The second part of the analysis therefore examines the effects of local harvest shocks on local market prices across all 121 prefectures. Regression methods allow us to examine the relationship between carryovers and supply shocks. As suggested by McCloskey and Nash (1984), if carryovers were large and routine, then this year's supply is unlikely to strongly impact the following year's prices; whereas if carryovers were unusual and sporadic, then the effects of a very good or very bad crop year can be expected to depress or raise prices in the following year. Regression analysis provides support for the notion that inland prefectures are in fact not vulnerable to supply fluctuations. Rather, these regions relied on inter-temporal arbitrage to a greater extent than river and coastal regions.

Furthermore, year-to-year prices are relatively more stable the further distant a region is from access to cheap transport route (less regionally integrated) while within-year prices are relatively more stable the more integrated a region is with a large trading network. Both of these findings are also consistent with the hypothesis that prefectures in the 18th century in China used primarily the method of consumption stabilization in which they have a comparative advantage: trade in river and coastal regions, and storage in inland regions.

5. Direct Evidence: Share of Private and Public Grain Storage

In the third part of the paper I derive an estimate of the share of private and government grain storage. The role of the state in stabilizing prices and helping regions overcome local disasters is potentially very important because the Qing government stored grain for the purpose of civilian famine relief. A priori it is possible that government response in the form of disaster relief, not market activities in arbitrage, was the primary mechanism responsible for the delinking of local prices from local supply shocks. The fact that the available evidence on storage levels in government civilian granaries does not correspond as strongly across regions and over time to variations in the degree of market integration as does the levels of storage implied by the indirect evidence from market prices suggests that significant private storage may have existed in addition to government storage.

The differential regional impact of government disaster relief is the subject in a separate paper (Shiue, 1998). While there are no direct records of private storage available, my estimates using historical accounts of famine relief policy indicates that the share of private grain storage in total storage was overwhelmingly greater than the government's share (see paper for derivation of estimate).

6. Conclusion

The paper assesses the degree to which markets for rice were inter-regionally and inter-temporally integrated in 121 prefectures of 10 provinces of southeast and central China in the 18th century.
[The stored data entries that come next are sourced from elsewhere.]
PR #46, opened 2017-06-20
Separate data_index lookups from parsing

cben:
We want to formulate graph refresh in a way that can process partial info independently.
Some pieces are still missing to actually achieve that, but it's clear we need to untangle parsing logic from the `@data_index` writes and reads that currently pervade it.

This PR refactors the *current* parser in that direction.
`parse_foo` methods will become pure functions processing their piece of the inventory;
only the `get_foos` methods will read and write `@data_index` to link the resulting hashes
(`get_foos_graph` methods introduced in #30 will do linking differently; I matching changes for them but let's review the non-graph part here.)

- Exception: image & registry parsing still *reads and writes* `@data_index` in-place.  I can live with that for now, will revisit it later.

cc @zakiva @enoodle @simon3z @agrare 
~~WIP because I still need to adapt refresh_parser_spec~~, but please review the refactoring.
(Recommend reviewing by commits)

@miq-bot add-label refactoring

### DIFF
--- a/app/models/manageiq/providers/kubernetes/container_manager/refresh_parser.rb
+++ b/app/models/manageiq/providers/kubernetes/container_manager/refresh_parser.rb
@@ -532,19 +532,10 @@ module ManageIQ::Providers::Kubernetes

By doing so it focuses on the degree of market integration in China--and the functioning of markets in regions which were trading least with other regions during this period. Within the framework of a competitive equilibrium model for trade and storage, I demonstrate that there was a significant inter-regionally integrated market for rice already in the late 18th century. Furthermore, I show that regions which were not spatially trading with each other instead relied on inter-temporal forms of arbitrage and were therefore inter-temporally integrated. The differences across prefectures in these patterns of trade and storage are consistent with the predictions of a model based on competitive market incentives in the presence of transport and storage costs.

These results support the hypothesis that existing market failures were not sufficient to prevent arbitrage opportunities from being realized even in the relatively uncommercialized areas. Moreover, while it is generally agreed that the private actors predominated in the markets for inter-regional trade, preliminary estimates on actual storage suggests that the overwhelming share of stored grain was held in the hands of private agents, and not the government. The evidence points to the need to re-evaluate the source of modern economic growth in China in the 19th century and the functioning of private markets and institutions in the 18th century.